It is a pet peave of mine to turn over a bar of soap & read a M&P label & have the ingredients say : glycerin, color and scent... or glycerin soap base, color and scent. I have seen dozens of sellers at craft shows insist their M&P soap base is 100% glycerin & they have no idea the base has 8-20 ingredients in it.

That is like saying my vegetable soup is made of 100% vegetable soup :roll: . No it is not, it's water & carrots & celery, etc.


----------



## CarmenJean (Sep 9, 2009)

Thanks Tabitha.  I asked mainly because I did a single M&P bar of soap the other night, and afterwards saw that there was oil that hadn't mixed in properly from the Cocoa butter. I just melted it again, remixed it and moulded it again - no hassle, but if I'd not seen, just wanted to make sure this wouldn't be a problem.  Thanks again!


----------



## CarmenJean (Sep 9, 2009)

Tabitha said:
			
		

> It is a pet peave of mine to turn over a bar of soap & read a M&P label & have the ingredients say : glycerin, color and scent... or glycerin soap base, color and scent.

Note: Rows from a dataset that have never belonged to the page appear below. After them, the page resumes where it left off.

PR #3677, opened 2020-08-12
improve Edge documentation

Blackhawke:
Re-arranged the introduction to better explain the theory of operation and the limitations of Edge. Added paragraphs at the bottom of "running edge independently" to better explain Edge's order of operations processing and potential differences between...

... historical output and live/dry-run operation.

### DIFF
--- a/docs/edge.md
+++ b/docs/edge.md
@@ -2,7 +2,7 @@
 
 This page explains how to use Edge Positioning module in your bot in order to enter into a trade only if the trade has a reasonable win rate and risk reward ratio, and consequently adjust your position size and stoploss.
 
-  !!! Warning
+!!! Warning
     Edge positioning is not compatible with dynamic (volume-based) whitelist.
 
 !!! Note
--- a/docs/edge.md
+++ b/docs/edge.md
@@ -2,11 +2,13 @@
 
 This page explains how to use Edge Positioning module in your bot in order to enter into a trade only if the trade has a reasonable win rate and risk reward ratio, and consequently adjust your position size and stoploss.
 
-!!! Warning
+  !!! Warning
     Edge positioning is not compatible with dynamic (volume-based) whitelist.
 
-!!! Note
-    Edge does not consider anything else than buy/sell/stoploss signals. So trailing stoploss, ROI, and everything else are ignored in its calculation.
+  !!! Note
+ 1. Edge does not consider anything other than *its own* buy/sell/stoploss signals. It ignores the stoploss, trailing stoploss, and ROI settings in the strategy configuration file.
+
+ 2. Therefore, it is important to understand that Edge can improve the performance of some trading strategies but *decrease* the performance of others.
 
 ## Introduction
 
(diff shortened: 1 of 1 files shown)


docs/edge.md
```diff
@@ -2,11 +2,13 @@
 
 This page explains how to use Edge Positioning module in your bot in order to enter into a trade only if the trade has a reasonable win rate and risk reward ratio, and consequently adjust your position size and stoploss.
 
-!!! Warning
+  !!! Warning
```
xmatthias, line 5: Indenting these will cause rendering to break, as the tripple exclamation mark MUST be the first 3 letters to render correctly on readthedocs.

Applies to the below Note too, obviously.

docs/edge.md
```diff
@@ -2,11 +2,13 @@
...
     Edge positioning is not compatible with dynamic (volume-based) whitelist.
 
-!!! Note
-    Edge does not consider anything else than buy/sell/stoploss signals. So trailing stoploss, ROI, and everything else are ignored in its calculation.
+  !!! Note
+ 1. Edge does not consider anything other than *its own* buy/sell/stoploss signals. It ignores the stoploss, trailing stoploss, and ROI settings in the strategy configuration file.
+
+ 2. Therefore, it is important to understand that Edge can improve the performance of some trading strategies but *decrease* the performance of others.
```
xmatthias, line 11: I don't think this will render correctly. (`!!! Note` and the following, indented lines are rendered in special boxes in the documentation)

Once the indentation is broken (the empty line) - the box will end.

```suggestion
!!! Note
    Edge does not consider anything other than *its own* buy/sell/stoploss signals. It ignores the stoploss, trailing stoploss, and ROI settings in the strategy configuration file.
    Therefore, it is important to understand that Edge can improve the performance of some trading strategies but *decrease* the performance of others.
```

I'd not put it as numbered list, but simply as text - that should work out fine - considering it's rendered in a "note" box.
The text / wording itself is perfect though :+1:

docs/edge.md
```diff
@@ -186,6 +188,10 @@ An example of its output:
 | APPC/BTC  |      -0.02 |       0.44 |                2.28 |                   1.27 |         0.44 |                       25 |                       43 |
 | NEBL/BTC  |      -0.03 |       0.63 |                1.29 |                   0.58 |         0.44 |                       19 |                       59 |
 
+Edge produced the above table by comparing ``calculate_since_number_of_days`` to ``minimum_expectancy`` to find ``min_trade_number``. Historical information based on the config file. The time frame Edge uses for its comparisons can be further limited by using the ``--timeframe`` switch.
```
xmatthias, line 191: I think what you mean with this is to limit the timerange, not the timeframe (timeframe = 5m - timerange would be "january-march" ...)
Unfortunately, the 2 words are very similar, so we need to be carefull to use them correctly.

```suggestion
Edge produced the above table by comparing `calculate_since_number_of_days` to `minimum_expectancy` to find `min_trade_number` historical information based on the config file. The timerange Edge uses for its comparisons can be further limited by using the `--timerange` switch.
```

docs/edge.md
```diff
@@ -186,6 +188,10 @@ An example of its output:
...
+
+In live and dry-run modes, after the ``process_throttle_secs`` has passed, Edge will again process ``calculate_since_number_of_days`` against ``minimum_expectancy`` to find ``min_trade_number``. If no ``min_trade_number`` is found, the bot will return "whitelist empty". Depending on the trade strategy being deployed, "whitelist empty" may be return much of the time---or *all* of the time. The use of Edge may also cause trading to occur in bursts, though this is rare.
```
xmatthias, line 193: Maybe an additional sentence:

```suggestion
In live and dry-run modes, after the `process_throttle_secs` has passed, Edge will again process `calculate_since_number_of_days` against `minimum_expectancy` to find `min_trade_number`. If no `min_trade_number` is found, the bot will return "whitelist empty". Depending on the trade strategy being deployed, "whitelist empty" may be return much of the time - or *all* of the time. The use of Edge may also cause trading to occur in bursts, though this is rare.

If you encounter "whitelist empty" a lot, condsider tuning `calculate_since_number_of_days`, `minimum_expectancy`  and `min_trade_number` to align to the trading frequency of your strategy.
```

I'm not certain if the double-ticks (``) are fine or cause a problem on readthedocs (the rendered documentation page) - we're usually using single-ticks throughout the documentation (and that's also what markdown shows for inline code segments) - so i'd like to keep it that way.

docs/edge.md
Blackhawke: You are correct! My bad. Thanks for catching that.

I have seen dozens of sellers at craft shows insist their M&P soap base is 100% glycerin & they have no idea the base has 8-20 ingredients in it.



I agree totally!! Luckily here in the UK, _*ALL *_the ingredients have to be listed - you can't just say 'M&P base'. Much better!  :wink:


----------



## Tabitha (Sep 9, 2009)

You are not supposed to say M&P base  or have a partial ing list  here either. It's little craft shows or fairs where I see that.


----------



## Guest (Sep 9, 2009)

I did m/p for many years and have NEVER had dos. I have bars from years ago still and they are fine. Hope this helps.


----------



## CarmenJean (Sep 10, 2009)

Fantastic! Thanks bconrade884 and Tabitha for your help. I think I'll still be careful of what I put into M&P though!  :wink:


----------



## dagmar88 (Sep 10, 2009)

:roll: I suppose if you'd put in a lot of perishable stuff your M&P could spoil; but I've never heard of DOS in M&P.


----------



## CarmenJean (Sep 10, 2009)

I try not to put too much in - I think I used 30g cocoa butter (non-deodorised) in 130g M&P according to a recipe I found, and 2ml Chocolate FO just to help the choc fragrance. The smell is driving me bonkers! It's delish enough to eat!! LOL!!


----------